Head to toe exam continued
Head to Toe Exam cardiac arrest !!(continued)

  • Breath sounds are bilateral but hard to hear.

  • No rigidity or tenderness to the abdomen

  • His left leg is shortened and grossly swollen at the mid femur


Head to toe exam continued1
Head to Toe Exam cardiac arrest !!(continued)

  • His blood sugar is 120

  • The cardiac monitor shows PVCs in normal sinus rhythm

  • Pulse oximetery 90% on room air


Head to toe exam continued2
Head to Toe Exam cardiac arrest !!(continued)

  • Vital signs:

    • BP 90/60

    • pulse 60 and weak

    • respirations 22 and shallow


What do you do now
What do you do now? cardiac arrest !!

  • How do you want to manage Chad?

  • What do you need to do to improve his respirations and circulation?


Review questions
Review Questions cardiac arrest !!

  • Consider the following questions as a group.
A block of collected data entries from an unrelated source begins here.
PR #6199, opened 2026-06-24
(fish audio tts): add model str

tinalenguyen:


longcw (approved):

livekit-plugins/livekit-plugins-fishaudio/livekit/plugins/fishaudio/models.py
```diff
@@ -1,6 +1,6 @@
 from typing import Literal
 
-TTSModels = Literal["s1", "s2-pro", "s2.1-pro"]
+TTSModels = Literal["s1", "s2-pro", "s2.1-pro", "s2.1-pro-free"]
```
davidzhao, line 3: pretty sure this is temporary and will be gone after promo. should we add this?

PR #46, opened 2015-10-20
Fix RPATH handling on Mac OSX and remove SYSTEM_INSTALL

dbarbier:
The canonical way to prevent rpath from being used is to set
CMAKE_SKIP_RPATH or CMAKE_SKIP_INSTALL_RPATH options.


dbarbier:
It this works fine on OSX, pull request #41 is no more needed.

sofianehaddad:
+1, the patch fixes the issue. 
DYLD_LIBRARY_PATH is no more required for installcheck.
Also, Python bidding works fine without specification of the DYLD_LIBRARY_PATH variable
#41 has been closed.

dbarbier:
Great news, thanks for testing.

jschueller:
I think packages will need to be patched to disable rpaths.

jschueller:
+1

PR #47, opened 2015-10-20
Fix DistributionParameters_std test for Python3

jschueller:


jschueller:
My bad, I should have read the test logs more carefully.

sofianehaddad:
+1

PR #49, opened 2015-10-21
User defined covariance model doc

adutfoy:


jschueller:
+1

jschueller:
Could you squash these commit together ? see my comments for #63.

PR #50, opened 2015-10-21
New parametrization for covariance models

sofianehaddad:
Covariance models are available since OpenTURNS 1.0. Few models were implemented (ExponentialModel, SphericalModel) and their usage was restricted to the stochastic processes.

In OpenTURNS 1.3, the kriging regression was implemented and several models have been added to the library (AbsoluteExponential, SquaredExponential, GeneralizedExponential for example). These models were stricly oriented to the estimation of response surface (in fact they were considered as correlation models).

The objective here is to define a coherant structure for all the models using the same ingredients (A correlation model R,  an amplitude vector and a scaling factor)

For now, we consider that the covariance writes Sigma * factor, where the factor is scalar measuring the spatial correlation. This last one depends both on the space points and the scale factor and it is computed thanks to a new **computeStandardRepresentative** method. The general expression of such function is \rho(x/scale, y/scale) where division is vectorial (x_i/scale_i). 
The scale vector should be now of size spatialDimension to map the various amplitude of inputs.
Sigma is a constant matrix

The computeStandardRepresentative method is then the main method to implement.

In parallel, as the spectral model is the Fourier transform of the stationary covariance model, the new parametrization implies also changes in spectral models classes, which have now similar expression i.e. a matrix/complex product where the complex is the Fourier transform of CovarianceModel::computeStandardRepresentative and the matrix is the same constant matrix Sigma as previously.

Same changes have been done in SpectralModel


jschueller:
about 9179a53: getParameters should return a NumericalPoint with the values only, and a new method getParametersDescription should return a Description, to be consistent to the new distribution parameters accessors.

sofianehaddad:
ok I will take it into account

sofianehaddad:
@jschueller take into account your request in 891b7ea 
I updated also ProcessSample docstring because of new parametrization
I fixed also a missing `ot.` but here I wonder how doctest pass in #56

sofianehaddad:
@jschueller ==> 32b0c2b
Otherwise I wonder how master does not fail doctest. I fixed also a missing ot in docstring

sofianehaddad:
@regislebrun, what do you think?

regislebrun:
It looks very good, minus a small naming trouble: in many places in the code we hesitate between getParameters() and getParameter(). Once and for all we should decide on the correct naming. As in PR#53, I suggest to think about *the* parameter of a given concept, the parameter being most of the time of dimension > 1. Sorry for the burden.

jschueller:
I propose to rename getParameters, setParametersDescription & setParameters for Distribution, NMF & DistributionParameters in the compact-parameter branch while @sofianehaddad renames the covariancemodel ones.

sofianehaddad:
If I understand well, getParameters becomes getParameter, this is it @jschueller @regislebrun ?
What about getParametersDescription?

jschueller:
Yes, the proposal is to rename all of them.

sofianehaddad:
ok getParametersDescription moves to getDescription, get|setParameters to get|set Parameter

jschueller:
no, getParametersDescription becomes getParameterDescription

sofianehaddad:
@regislebrun @jschueller done in 3a4be4f

jschueller:
+1

regislebrun:
+1

PR #53, opened 2015-10-22
Compact parameters

jschueller:


sofianehaddad:
+1

jschueller:
@regislebrun, getParameterDimension or getParametersDimension, I see both in the code.

regislebrun:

  • If doing this CE individually, please e-mail your answers to:

  • [email protected]

  • Use “July 2013 CE” in subject box.

  • You will receive an e-mail confirmation. Print this confirmation for your records, and document the CE in your PREMSS CE record book.


Review questions continued
Review Questions cardiac arrest !!(continued)

  • What body systems are involved in this scenario?

  • What is the mechanism or mechanisms that caused Chad’s paralysis?

  • Why does Chad have the vital signs he does? What do these vital signs indicate?

  • Why does a healthy 20 year-old have an abnormal heart rhythm?


Review questions continued1
Review Questions cardiac arrest !!(continued)

  • How will you manage Chad’s wounds?

  • What happened to Chad’s femur? How did that happen? What will you do about it?

  • Will you be able to tell the extent of Chad’s wounds at the scene?

  • How will Chad do? Could this be fatal? What is he at risk for? How well will his wounds heal?